▸ **Work request**: Check each line of the entries below for the word "better", and copy the lines that have it.

[Dataset entries]
━━━━━━━━━━━━━━━━━━━━━━━━━━━━━━

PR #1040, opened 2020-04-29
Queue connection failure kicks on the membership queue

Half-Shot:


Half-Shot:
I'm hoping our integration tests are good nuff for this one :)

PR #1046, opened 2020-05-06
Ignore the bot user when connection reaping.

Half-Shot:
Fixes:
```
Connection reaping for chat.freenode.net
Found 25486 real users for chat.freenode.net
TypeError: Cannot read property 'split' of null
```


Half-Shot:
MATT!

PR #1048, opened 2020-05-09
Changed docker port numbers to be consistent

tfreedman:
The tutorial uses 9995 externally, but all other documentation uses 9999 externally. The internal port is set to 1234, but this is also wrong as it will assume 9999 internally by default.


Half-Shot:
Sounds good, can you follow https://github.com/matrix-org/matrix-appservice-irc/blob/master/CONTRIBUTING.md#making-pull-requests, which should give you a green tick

━━━━━━━━━━━━━━━━━━━━━━━━━━━━━━

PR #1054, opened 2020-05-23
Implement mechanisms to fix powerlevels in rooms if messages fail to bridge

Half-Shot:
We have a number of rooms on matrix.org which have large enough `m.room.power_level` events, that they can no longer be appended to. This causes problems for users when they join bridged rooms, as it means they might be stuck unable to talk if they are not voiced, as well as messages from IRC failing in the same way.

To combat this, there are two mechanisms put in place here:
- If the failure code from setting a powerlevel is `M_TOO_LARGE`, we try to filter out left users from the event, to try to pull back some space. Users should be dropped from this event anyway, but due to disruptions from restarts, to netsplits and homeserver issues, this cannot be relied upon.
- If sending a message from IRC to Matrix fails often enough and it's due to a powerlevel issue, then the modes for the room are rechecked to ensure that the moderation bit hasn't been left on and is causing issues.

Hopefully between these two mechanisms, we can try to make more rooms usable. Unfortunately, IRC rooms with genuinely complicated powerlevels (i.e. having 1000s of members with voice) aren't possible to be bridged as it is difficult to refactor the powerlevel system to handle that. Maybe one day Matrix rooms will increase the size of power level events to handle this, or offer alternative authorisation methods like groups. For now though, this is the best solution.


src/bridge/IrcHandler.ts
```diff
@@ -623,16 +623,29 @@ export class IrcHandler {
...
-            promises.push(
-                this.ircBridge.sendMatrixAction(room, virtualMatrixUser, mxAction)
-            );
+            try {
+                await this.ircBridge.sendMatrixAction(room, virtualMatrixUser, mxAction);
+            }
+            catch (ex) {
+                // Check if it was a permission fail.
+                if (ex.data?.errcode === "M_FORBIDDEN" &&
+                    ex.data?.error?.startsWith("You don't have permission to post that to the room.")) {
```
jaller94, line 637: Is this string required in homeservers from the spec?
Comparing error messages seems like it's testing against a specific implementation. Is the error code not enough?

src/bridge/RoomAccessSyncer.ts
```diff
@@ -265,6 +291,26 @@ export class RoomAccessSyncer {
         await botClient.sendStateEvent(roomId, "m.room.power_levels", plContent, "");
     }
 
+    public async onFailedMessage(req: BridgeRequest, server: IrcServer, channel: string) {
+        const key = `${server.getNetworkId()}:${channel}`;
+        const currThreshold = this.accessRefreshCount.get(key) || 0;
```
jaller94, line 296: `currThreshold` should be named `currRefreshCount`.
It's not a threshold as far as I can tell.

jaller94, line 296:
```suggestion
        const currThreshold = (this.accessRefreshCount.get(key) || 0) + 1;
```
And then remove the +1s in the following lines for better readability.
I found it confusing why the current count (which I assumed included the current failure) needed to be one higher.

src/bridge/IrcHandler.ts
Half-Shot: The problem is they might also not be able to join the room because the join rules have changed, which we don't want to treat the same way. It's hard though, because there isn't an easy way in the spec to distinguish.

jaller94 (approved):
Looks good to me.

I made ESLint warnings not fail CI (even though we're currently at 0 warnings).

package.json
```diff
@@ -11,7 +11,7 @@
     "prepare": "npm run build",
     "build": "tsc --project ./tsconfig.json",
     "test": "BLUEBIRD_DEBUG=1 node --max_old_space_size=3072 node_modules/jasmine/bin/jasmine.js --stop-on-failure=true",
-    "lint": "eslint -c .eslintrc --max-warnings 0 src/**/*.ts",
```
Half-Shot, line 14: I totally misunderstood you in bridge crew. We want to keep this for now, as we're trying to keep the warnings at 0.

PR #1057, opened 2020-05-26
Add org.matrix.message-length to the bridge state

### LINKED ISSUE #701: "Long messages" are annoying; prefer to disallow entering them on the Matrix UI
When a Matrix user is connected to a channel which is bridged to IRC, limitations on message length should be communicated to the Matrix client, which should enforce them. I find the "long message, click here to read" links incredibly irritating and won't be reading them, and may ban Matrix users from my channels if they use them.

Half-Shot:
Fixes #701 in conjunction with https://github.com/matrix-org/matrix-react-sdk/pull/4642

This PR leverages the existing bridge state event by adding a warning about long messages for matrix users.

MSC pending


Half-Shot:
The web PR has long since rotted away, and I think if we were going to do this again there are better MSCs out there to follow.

━━━━━━━━━━━━━━━━━━━━━━━━━━━━━━

▸ **Your solution**:
And then remove the +1s in the following lines for better readability.
The web PR has long since rotted away, and I think if we were going to do this again there are better MSCs out there to follow.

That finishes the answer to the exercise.